■ TASK STATEMENT: The answer must consist of every line below that holds the word "changes".

(Stored data entries)
******************************

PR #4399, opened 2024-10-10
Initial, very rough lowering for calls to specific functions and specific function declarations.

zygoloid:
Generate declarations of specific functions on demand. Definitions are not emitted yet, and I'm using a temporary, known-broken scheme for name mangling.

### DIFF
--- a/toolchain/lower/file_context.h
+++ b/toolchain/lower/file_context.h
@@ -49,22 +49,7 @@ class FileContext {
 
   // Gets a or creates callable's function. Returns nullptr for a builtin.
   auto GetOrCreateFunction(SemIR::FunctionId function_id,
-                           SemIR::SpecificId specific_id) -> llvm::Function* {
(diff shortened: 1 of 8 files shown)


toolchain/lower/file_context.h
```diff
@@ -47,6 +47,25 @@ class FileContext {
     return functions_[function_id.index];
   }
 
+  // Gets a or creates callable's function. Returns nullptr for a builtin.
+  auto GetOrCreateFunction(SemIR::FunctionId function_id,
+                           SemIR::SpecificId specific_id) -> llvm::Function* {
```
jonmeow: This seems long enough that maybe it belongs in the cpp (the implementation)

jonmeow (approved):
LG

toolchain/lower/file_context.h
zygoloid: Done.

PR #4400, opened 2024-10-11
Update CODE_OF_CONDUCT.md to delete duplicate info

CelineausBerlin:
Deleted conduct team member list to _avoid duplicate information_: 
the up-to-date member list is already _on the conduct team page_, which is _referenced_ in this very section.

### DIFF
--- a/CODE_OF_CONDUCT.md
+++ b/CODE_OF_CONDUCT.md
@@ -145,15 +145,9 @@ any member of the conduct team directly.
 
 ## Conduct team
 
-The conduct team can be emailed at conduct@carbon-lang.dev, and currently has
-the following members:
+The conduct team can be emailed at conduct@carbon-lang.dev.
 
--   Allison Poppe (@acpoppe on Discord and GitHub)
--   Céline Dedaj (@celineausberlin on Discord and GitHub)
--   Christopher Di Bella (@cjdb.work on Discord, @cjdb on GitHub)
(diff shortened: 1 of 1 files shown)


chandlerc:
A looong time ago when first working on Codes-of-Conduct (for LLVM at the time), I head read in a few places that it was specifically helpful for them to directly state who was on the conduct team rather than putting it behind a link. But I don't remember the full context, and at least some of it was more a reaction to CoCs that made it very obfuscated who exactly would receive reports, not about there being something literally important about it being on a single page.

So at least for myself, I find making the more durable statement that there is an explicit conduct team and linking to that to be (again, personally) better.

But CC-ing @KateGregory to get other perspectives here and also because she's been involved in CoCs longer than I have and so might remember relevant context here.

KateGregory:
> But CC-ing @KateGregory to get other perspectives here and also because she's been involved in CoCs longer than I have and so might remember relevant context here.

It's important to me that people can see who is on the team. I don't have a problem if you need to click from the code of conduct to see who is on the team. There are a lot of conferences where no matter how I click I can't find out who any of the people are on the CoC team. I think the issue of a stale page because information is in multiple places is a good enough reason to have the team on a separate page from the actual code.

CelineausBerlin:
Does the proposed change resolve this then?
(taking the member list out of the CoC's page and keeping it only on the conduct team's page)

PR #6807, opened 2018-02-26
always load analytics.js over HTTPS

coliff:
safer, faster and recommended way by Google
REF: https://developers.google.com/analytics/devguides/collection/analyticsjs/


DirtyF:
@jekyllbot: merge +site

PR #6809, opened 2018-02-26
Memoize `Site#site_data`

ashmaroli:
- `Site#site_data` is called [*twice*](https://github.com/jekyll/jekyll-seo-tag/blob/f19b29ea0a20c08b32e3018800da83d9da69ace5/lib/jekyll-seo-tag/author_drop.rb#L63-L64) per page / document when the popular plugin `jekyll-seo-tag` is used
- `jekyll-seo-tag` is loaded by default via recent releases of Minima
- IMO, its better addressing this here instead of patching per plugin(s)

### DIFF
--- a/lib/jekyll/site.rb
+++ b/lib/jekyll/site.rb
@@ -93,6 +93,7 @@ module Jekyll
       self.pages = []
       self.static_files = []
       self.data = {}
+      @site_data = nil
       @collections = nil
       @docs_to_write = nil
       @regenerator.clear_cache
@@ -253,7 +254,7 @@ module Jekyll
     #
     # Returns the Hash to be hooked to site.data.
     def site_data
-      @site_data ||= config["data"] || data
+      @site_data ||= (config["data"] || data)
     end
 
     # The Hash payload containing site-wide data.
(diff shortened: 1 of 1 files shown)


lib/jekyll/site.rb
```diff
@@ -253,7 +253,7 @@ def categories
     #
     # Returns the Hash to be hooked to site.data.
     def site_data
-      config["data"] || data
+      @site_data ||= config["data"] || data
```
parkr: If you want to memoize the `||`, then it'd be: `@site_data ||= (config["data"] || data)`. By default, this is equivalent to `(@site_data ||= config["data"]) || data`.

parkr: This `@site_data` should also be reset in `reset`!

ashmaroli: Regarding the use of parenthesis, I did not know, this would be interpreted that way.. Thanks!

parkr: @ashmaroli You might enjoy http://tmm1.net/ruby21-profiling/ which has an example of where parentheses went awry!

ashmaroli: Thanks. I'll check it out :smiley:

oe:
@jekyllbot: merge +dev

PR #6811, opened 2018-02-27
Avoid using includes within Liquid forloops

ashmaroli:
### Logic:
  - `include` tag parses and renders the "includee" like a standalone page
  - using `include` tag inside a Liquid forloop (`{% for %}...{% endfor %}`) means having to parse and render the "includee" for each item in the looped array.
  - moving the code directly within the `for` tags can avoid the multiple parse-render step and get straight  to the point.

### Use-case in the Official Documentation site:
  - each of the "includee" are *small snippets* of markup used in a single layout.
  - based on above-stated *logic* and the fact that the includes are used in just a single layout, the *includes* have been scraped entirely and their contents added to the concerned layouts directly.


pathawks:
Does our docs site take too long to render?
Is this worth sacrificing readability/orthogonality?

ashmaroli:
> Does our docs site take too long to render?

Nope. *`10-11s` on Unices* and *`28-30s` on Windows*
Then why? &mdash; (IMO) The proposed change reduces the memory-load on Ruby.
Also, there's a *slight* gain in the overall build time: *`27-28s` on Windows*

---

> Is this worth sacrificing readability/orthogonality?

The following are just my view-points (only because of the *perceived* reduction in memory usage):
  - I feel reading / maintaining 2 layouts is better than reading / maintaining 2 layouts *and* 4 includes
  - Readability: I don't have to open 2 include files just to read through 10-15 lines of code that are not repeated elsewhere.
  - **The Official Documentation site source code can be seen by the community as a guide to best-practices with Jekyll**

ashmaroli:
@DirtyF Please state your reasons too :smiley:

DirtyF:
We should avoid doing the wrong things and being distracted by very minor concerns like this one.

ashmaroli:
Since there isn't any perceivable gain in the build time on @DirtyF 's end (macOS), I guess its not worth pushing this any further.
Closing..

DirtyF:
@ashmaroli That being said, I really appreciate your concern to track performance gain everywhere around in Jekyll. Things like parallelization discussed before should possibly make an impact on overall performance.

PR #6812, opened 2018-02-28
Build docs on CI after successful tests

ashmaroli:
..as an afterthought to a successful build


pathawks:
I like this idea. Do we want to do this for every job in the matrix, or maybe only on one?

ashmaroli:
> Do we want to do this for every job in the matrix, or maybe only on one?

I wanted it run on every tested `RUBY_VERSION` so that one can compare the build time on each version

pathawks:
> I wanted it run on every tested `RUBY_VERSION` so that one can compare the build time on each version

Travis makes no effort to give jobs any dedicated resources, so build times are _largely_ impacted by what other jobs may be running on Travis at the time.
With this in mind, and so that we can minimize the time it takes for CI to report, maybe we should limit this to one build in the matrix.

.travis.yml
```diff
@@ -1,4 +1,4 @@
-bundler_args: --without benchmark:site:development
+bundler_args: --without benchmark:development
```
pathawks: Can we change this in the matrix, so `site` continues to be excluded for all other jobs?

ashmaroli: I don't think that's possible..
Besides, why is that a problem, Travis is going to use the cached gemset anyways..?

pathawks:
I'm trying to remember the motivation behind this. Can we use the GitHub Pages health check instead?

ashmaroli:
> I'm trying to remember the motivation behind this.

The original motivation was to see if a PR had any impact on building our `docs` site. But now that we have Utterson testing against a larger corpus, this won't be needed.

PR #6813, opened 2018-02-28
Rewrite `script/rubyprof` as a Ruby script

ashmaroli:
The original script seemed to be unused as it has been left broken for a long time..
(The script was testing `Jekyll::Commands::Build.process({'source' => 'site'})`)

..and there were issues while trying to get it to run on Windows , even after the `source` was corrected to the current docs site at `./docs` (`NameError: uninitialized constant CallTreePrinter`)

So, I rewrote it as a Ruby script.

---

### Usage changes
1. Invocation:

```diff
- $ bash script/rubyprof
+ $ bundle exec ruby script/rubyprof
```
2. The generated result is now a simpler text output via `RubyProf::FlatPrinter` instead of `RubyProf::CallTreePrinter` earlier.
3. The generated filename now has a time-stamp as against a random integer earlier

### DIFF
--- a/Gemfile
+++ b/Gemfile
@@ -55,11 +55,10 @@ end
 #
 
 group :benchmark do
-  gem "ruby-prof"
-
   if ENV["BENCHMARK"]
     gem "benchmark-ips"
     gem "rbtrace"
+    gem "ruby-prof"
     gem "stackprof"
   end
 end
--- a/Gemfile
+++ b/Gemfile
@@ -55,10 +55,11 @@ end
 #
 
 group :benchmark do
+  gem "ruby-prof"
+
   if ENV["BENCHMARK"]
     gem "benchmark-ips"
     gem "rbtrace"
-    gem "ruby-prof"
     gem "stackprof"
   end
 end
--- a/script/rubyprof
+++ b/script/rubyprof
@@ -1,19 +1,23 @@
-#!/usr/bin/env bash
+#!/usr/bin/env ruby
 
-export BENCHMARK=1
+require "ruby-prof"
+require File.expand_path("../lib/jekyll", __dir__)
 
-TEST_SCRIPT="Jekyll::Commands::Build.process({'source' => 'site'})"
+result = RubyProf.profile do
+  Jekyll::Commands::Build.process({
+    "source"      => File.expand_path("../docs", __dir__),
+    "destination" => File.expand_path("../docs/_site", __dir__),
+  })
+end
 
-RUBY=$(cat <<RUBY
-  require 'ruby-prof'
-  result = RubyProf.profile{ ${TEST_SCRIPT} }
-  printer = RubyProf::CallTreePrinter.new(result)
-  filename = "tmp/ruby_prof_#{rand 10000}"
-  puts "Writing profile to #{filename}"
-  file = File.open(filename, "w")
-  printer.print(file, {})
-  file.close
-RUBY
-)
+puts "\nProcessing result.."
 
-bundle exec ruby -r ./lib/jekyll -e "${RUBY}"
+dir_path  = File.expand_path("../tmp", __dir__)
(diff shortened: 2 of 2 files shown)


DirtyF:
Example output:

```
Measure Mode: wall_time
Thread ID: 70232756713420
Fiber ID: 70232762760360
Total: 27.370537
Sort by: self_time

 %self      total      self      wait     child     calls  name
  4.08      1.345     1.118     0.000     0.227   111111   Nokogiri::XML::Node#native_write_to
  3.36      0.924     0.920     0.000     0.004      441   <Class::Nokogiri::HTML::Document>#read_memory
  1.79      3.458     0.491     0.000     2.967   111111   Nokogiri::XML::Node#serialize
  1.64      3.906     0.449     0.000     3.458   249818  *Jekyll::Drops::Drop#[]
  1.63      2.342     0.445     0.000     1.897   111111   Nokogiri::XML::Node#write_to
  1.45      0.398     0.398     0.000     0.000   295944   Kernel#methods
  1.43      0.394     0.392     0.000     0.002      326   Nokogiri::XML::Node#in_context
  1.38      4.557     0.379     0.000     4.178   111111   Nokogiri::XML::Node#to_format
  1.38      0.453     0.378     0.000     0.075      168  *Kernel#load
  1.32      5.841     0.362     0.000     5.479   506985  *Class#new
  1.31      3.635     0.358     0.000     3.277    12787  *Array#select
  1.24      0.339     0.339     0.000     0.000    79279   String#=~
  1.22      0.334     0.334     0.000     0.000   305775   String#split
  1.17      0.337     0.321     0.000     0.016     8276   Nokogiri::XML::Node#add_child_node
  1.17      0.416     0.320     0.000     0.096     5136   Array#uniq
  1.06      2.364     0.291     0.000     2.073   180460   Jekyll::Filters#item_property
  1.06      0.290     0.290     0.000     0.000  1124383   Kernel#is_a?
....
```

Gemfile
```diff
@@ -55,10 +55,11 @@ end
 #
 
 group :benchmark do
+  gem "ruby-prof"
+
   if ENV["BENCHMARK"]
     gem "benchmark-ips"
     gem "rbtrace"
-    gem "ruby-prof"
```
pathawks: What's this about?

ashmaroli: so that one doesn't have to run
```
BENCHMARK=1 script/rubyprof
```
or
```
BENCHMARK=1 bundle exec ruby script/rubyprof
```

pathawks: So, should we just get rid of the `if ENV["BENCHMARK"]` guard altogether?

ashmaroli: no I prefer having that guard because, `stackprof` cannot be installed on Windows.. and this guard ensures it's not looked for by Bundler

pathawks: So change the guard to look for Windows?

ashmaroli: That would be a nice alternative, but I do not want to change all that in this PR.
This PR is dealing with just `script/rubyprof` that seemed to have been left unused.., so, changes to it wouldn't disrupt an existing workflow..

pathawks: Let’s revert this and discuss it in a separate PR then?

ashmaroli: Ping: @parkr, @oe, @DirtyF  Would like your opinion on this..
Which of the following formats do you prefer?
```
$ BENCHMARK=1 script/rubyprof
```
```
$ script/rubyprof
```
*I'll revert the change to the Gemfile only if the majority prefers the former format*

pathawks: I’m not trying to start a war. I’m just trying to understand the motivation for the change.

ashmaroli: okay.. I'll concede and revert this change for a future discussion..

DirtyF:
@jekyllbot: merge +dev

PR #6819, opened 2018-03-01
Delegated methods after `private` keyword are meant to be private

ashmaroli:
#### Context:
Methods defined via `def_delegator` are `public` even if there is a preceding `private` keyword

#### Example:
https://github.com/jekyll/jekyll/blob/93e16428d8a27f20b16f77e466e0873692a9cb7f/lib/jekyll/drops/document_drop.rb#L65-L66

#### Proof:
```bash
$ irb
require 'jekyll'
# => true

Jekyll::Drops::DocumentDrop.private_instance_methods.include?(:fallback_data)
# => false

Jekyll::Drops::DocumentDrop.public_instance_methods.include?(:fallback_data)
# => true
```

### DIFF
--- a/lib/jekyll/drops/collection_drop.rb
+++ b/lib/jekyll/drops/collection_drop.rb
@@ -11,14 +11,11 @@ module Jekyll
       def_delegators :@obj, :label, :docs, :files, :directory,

******************************

■ RESULT OF THE EXERCISE:
### Usage changes
This PR is dealing with just `script/rubyprof` that seemed to have been left unused.., so, changes to it wouldn't disrupt an existing workflow..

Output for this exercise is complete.